Antoine d’Abbadie is a 19th-century French explorer, geographer, linguist and member of the French Academy of Sciences. Between 1837 and 1848, he traveled in the Horn of Africa - a very little-known region from the occidental scientific point of view at the time - and brought back in his field notebooks a wealth of information and considerations on the different languages and dialects, the geography and the population he encountered. These handwritten notebooks have been preserved at the Bibliothèque Nationale de France. Today, they are digitized and available on BNF’s digital library Gallica.
In order to enable the study and the edition of these notebooks, Anaïs Wion, CNRS researcher and member of the IMAF (Institut des Mondes Africains) called upon Calfa to provide the recognition of the 3,000 pages text held within the handwritten notebooks.

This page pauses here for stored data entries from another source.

PR #125, opened 2023-05-23
feat: remix example [TOL-1177]

YvesRijckaert:
Add a simple remix example with live preview

### DIFF
--- a/examples/remix/app/utils/preview-mode.server.ts
+++ b/examples/remix/app/utils/preview-mode.server.ts
@@ -1,0 +1,17 @@
+import { createCookie } from "@remix-run/node";
+
+import { parseCookie } from "./parse-cookie.server";
+
+export const previewModeCookie = createCookie("stage", {
+  path: "/",
+  sameSite: process.env.NODE_ENV !== "development" ? "none" : "lax",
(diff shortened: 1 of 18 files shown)


examples/remix/app/utils/preview-mode.server.ts
```diff
@@ -0,0 +1,17 @@
+import { createCookie } from "@remix-run/node";
+
+import { parseCookie } from "./parse-cookie.server";
+
+export const previewModeCookie = createCookie("stage", {
+  path: "/",
+  sameSite: process.env.NODE_ENV !== "development" ? "none" : "lax",
```
chrishelgert, line 7: 👍

examples/remix/jsconfig.json
aodhagan-cf, line 1: I'm very new to remix (this being the first remix code I've seen) but do you know why this is a jsconfig.json instead of a tsconfig?

YvesRijckaert: I think something got mixed up during the configuration, I changed it to a `tsconfig` now

chrishelgert (approved):

chrishelgert:
More general, what do you think about having a deployment for each example?
and added as content preview to one space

The highly complex layout of this rich tangle of different languages - Ethiopian alphasyllabary, Latin scripts with numerous diacritical signs in Arabic, Hebrew, or Greek - was a challenge for the recognition of these handwritten texts. Thus, it required the development of a specialized OCR/ HTR.
Calfa developed a threefold recognition model for this project: for Latin, for Ethiopian and for the composite script specific to these notebooks. Depending on the page, one of the three is used.
After months of development and processing the documents, the rich handwritten content of the notebooks has been successfully extracted. The proofreading of the text is now pending on the Transcrire platform, paving the way for the edition work to come.